REASONS FOR JUDGMENT
1 On 19 February 2015 we allowed the appeals in each matter and on 13 March 2015 we published our reasons [2015] FCAFC 33. At that latter time we directed the parties to file submissions on the question of the costs of the appeals and the costs of the proceedings to date before the primary judge.
2 The appellants have contended that they should have their costs of the appeals and the proceedings before the primary judge. They also contend that they should have the costs of their applications to adduce fresh evidence on the appeals.
3 Contrastingly, the respondent (ASIC) contends that no order for costs should be made on the appeals, save that ASIC should be awarded its costs of the appellants' applications to adduce fresh evidence. As to the costs of the proceedings to date before the primary judge, ASIC contends that they should be reserved to his Honour for further determination.
4 In our opinion, the appellants should have their costs of the appeals. They were successful in establishing that his Honour's exercise of discretion had miscarried in failing to adjourn each of the petitions before him. True it is that the appellants raised before us other grounds of appeal, but most of them were unnecessary to decide. ASIC has sought to rely upon Stratton v Bowles (No 2) [2015] FCA 43 in support of its contention that no order for costs should be made on the appeals, but in that case no order for costs was made on the appeal because of the way the matter had proceeded at first instance. That case is distinguishable from the present. ASIC has also sought to rely upon authority to the effect that no order for costs is appropriate where a respondent has successfully applied for an adjournment of a creditor's petition. But in our view, that is a different context. We are here dealing with appeals from what has been found to be a wrongful exercise of discretion at first instance. We otherwise do not comment about the appropriateness of such a practice at first instance, if there be one.
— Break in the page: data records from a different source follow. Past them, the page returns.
PR #529, opened 2022-02-20
Bugfix, Tooltips and minimap indicator

sp00ktober:
So far contains:

- Added Tooltips to the Nebula ingame settings
- Added fix and setting for error `System.ObjectDisposedException` on host resulting in random client disconnect
- Added code to handle rare IndexOutOfBounds in `PlanetFactory.Import()`
- Fix wrong array size in ILS storage and slot
- Added remote player minimap indicator
- Add command to navigate to planet, star or player
- Add command to list planets in a solar system
- Listing players now also displays their id

grafik
grafik
grafik


PhantomGamers (changes requested):
If you trigger a tooltip to pop up and then close the menu, the tooltip persists on the screen indefinitely 
image

Also I think the /system command should use the system the player is currently in (if they are in one) if it is used without any arguments.

Other than those two things this looks good!

PhantomGamers (approved):
LGTM

NebulaWorld/Chat/Commands/NavigateCommandHandler.cs
```diff
@@ -88,7 +100,7 @@ public string GetDescription()
         }
         public string GetUsage()
         {
-            return "[planet name | planet id | star name | star id | clear | player] [player id | playr name]";
+            return "[planet name | planet id | star name | star id | clear]\r\nUsage: /n player [player id | playr name]";
```
kremnev8, line 103: I don’t think this solution is good. Instead change this method to return an array and change help command.

kremnev8 (changes requested):

NebulaWorld/Chat/Commands/HelpCommandHandler.cs
```diff
@@ -43,9 +43,16 @@ private static string GetCommandDetailsOutput(string commandName)
             string aliasList = ChatCommandRegistry.GetCommandAliases(commandName).Join(FullCommandName);
 
             StringBuilder sb = new StringBuilder();
+            foreach(string usage in handler.GetUsage())
+            {
+                sb.Append($"Usage: {FullCommandName(commandName)} {usage}\n");
+            }
+            string usageString = sb.ToString();
```
kremnev8, line 50: This is a weird way of doing this. Move iterations down and save one string variable allocated.

kremnev8 (changes requested):

Issue #541, opened 2022-04-24
ILS/PLS desync issues


sp00ktober:
It seems that there are still some cases left where it is possible to:

- loose or at least not see drones/vessels as client when putting them into the station
- take out infinte amounts of drones/vessels from stations as client
- loose content sync of stations as client until their ui is opened while staying on the same planet for a while

The latter one can cause belt content desync and then in turn all other sorts of desync issues, so it needs some investigation.

AlienXAXS:
Instead of making a new issue, i feel this report is relevant:

I have only just recently got into Space Warpers with my logistics system, I have noticed quite a lot of ships that don't seem to animate quite right when they should have consumed a space warper (or perhaps they are not, and that's the issue?).

As you can see by the following image, logistics ships that should be warping are not, however their cargo is still being delivered to the other solar system.

![image](https://user-images.githubusercontent.com/1773445/197511131-3261ff64-badf-4012-a53d-4d16c7a89015.png)

Their slow-flying animations will progress until their warper animation would have arrived at the planet that resides in their destination solar system, at which point the ship just disappears and the ILS no longer shows product in transit.

PR #542, opened 2022-04-24
Fix UpdateDirtyMeshes error, ILS desync

starfi5h:
Fix bugs introduced in PR#536 
- fix UpdateDirtyMeshes error when client imports factory
- fix ILS desync when client imports factory (#541)


sp00ktober (approved):
Looks good to me, we will see if it actually fixes he issues for those who reported it.

PR #549, opened 2022-05-01
Upnp pmp support

mmjr-x:
Added Upnp/pmp support, however it probably needs some testing. Hopefully this will help people to not have to do port forwarding manually

For anyone that wants to try, I zipped up the nebula-NebulaMultiplayerMod and nebula-NebulaMultiplayerModApi folders from my BepInEx\plugins here:
[upnp-pmp-support 72d1ade8905b13d51ad132a189cd7693ec40f7cb.zip](https://github.com/hubastard/nebula/files/8599779/upnp-pmp-support.72d1ade8905b13d51ad132a189cd7693ec40f7cb.zip)
.


NebulaModel/MultiplayerOptions.cs
```diff
@@ -16,6 +16,10 @@ public class MultiplayerOptions : ICloneable
         [UIRange(1, ushort.MaxValue)]
         public ushort HostPort { get; set; } = 8469;
 
+        [DisplayName("Enable UPnp/Pmp Support")]
+        [Description("If enabled, attempt to automatically create a port mapping using UPnp/Pmp (only works if your router has this feature and it is enabled)")]
+        public bool EnableUPnpOrPmpSupport { get; set; } = true;
```
starfi5h, line 21: The default option should probably be set to false. Let the user enable this option by themself.

NebulaNetwork/Server.cs
```diff
@@ -66,6 +69,27 @@ public override void Start()
             PacketProcessor.SimulateLatency = true;
 #endif
 
+            if (Config.Options.EnableUPnpOrPmpSupport)
+            {
+                Task.Run(async () => {
+                    var discoverer = new NatDiscoverer();
+                    try
+                    {
+                        var device = await discoverer.DiscoverDeviceAsync();
```
starfi5h, line 77: Hmm... Do you think it is a good idea to put the discover device part somewhere else (e.g. when the option is enabled or when preload completes) so it would take less time to start up server?

starfi5h: I don't have the device so I don't know how long the time it takes. If it normally is really fast then you can ignore this suggestion.

NebulaModel/MultiplayerOptions.cs
mmjr-x: I changed it to false by default

starfi5h (approved):

Issue #548, opened 2022-05-01
非主机玩家进入气巨时会报错


ighlES:
```ini
An error has occurred! Game version 0.9.25.12077 (Client)
Mods use: [EnableMilkyWayGalaxy1.1.2] [Auxilaryfunction1.5.4] [Place the pump anywhere. Pumps whatever ocene type the planet has.1.0.0] [LongSorter1.1.0] [IlLine1.0.0] [LDBTool2.0.5] [DSP Mod Save1.1.4] [DSP Common API1.5.1.0] [NebulaMultiplayerMod0.8.6.2] [NebulaMultiplayerModApi1.2.0.5] [BulletTime1.2.5] [Common API Nebula Compatibility1.5.1.0] [StarMapTools6.4] 
[Nebula Error] System.NullReferenceException: Object reference not set to an instance of an object

  at PlanetData.UpdateDirtyMesh (System.Int32 dirtyIdx) [0x0009e] in <192758684e944be3b703e707f5f46edf>:IL_009E 

  at PlanetData.UpdateDirtyMeshes () [0x00006] in <192758684e944be3b703e707f5f46edf>:IL_0006 

  at NebulaPatcher.Patches.Dynamic.GameData_Patch.OnActivePlanetFactoryLoaded_Prefix (GameData __instance, PlanetData planet) [0x000da] in <2277c262de38488f97bea6bb5aa06bcb>:IL_00DA 


```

5 As to the appellants' applications to adduce fresh evidence on the appeals, there should be no order for costs. First, some of that material was relevant to our consideration in the context of re-exercising the discretion to adjourn. Second, little time or attention was devoted by ASIC to addressing those applications. Third, if the primary judge had properly exercised his discretion and granted the adjournment, no such application would have been prompted. Fourth, in the result, it became unnecessary to deal with the applications. In all the circumstances, and even though we would have refused the applications had it been necessary to do so, we consider that costs should lie where they fall.
6 Finally, as to the costs to date of the proceedings at first instance, we consider it more appropriate that we order that those costs be the parties' costs in the cause rather than to trouble the primary judge further with their determination. If his Honour had adjourned the petitions before him, that in effect would have been the costs position that would have applied in any event.
7 We will order accordingly.
I certify that the preceding seven [7] numbered paragraphs are a true copy of the Reasons for Judgment herein of the Honourable Justices Edmonds, Gordon and Beach.